The objective of this project was to familiarize myself with PySpark. Apache Spark is a unified analytics engine for large-sacale data processing. This means that when working with big data, Spark is one of the best technologies out there because of its in-memory computation instead of disk-based solution. It allows for lazy evaluation and delaying expressions or commands until its needed.
In total there were 50 datasets to complete this analysis and I chose the "Pet_Products" dataset.
Our analysis was performed by extrating the Pet_Products Amazon review dataset, transforming it into a DataFrame, and calculating the percentage of 5 star ratings to total ratings. Throughout this analysis we used:
PySparkto extract the dataset, transform/filter the data, connect to aAWS RDSinstance and uplaod transformed data intopgAdmin.Google Colaboratoryto importPySparklibraries, establish a connection toPostgres, and createSQLtables to hold the exported results.
Datasets used for this analysis can be found here
To provide a more clear picture, we filtered the dataset by:
- Count of total_votes equal to or greater than 20.
- Percent of helpful_votes to total_votes equal to or greater than 50%.
By filtering the dataset, we created a more focused sample of the data which allowed us to address the following questions:
- How many Vine reivews and non-Vine reviews were there?
- There were 170 Vine Reivews and 37,840 non-Vine reviews.
- How many Vine reviews were 5 stars? How many non-Vine reviews were 5 stars?
- Vine members gave 65 out of 170 reviews a 5 star rating.
- Non-Vine members gave 20,612 out of 37,840 reivews a 5 star rating.
- What percentage of Vine reviews were 5 stars? What percentage of non-Vine reviews were 5 stars?
- 38.23% of Vine member reviews were 5 stars.
- 54.47% of non-Vine member reviews were 5 stars.

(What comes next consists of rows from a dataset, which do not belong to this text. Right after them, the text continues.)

PR #582, opened 2025-07-22
Expose `alloc` as a selectable feature

amboar:
Some environments prefer to avoid `alloc` in addition to building with `no_std`.

### DIFF
--- a/.github/workflows/main.yml
+++ b/.github/workflows/main.yml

Our results suggested that Vine members did not show bias when rating their products. Considering that a much larger percentage of non-Vine members (54.47%) gave these products 5 stars incomparison to Vine members (38.23%) we can assume Vine members were more critical of the products they were reviewing.
Additional analysis should be made on other categorical datasets to further support our assumption. Repeating this analysis on 5 separate categorical datasets should be a sufficient sample size to further analyze and test our proposed assumption.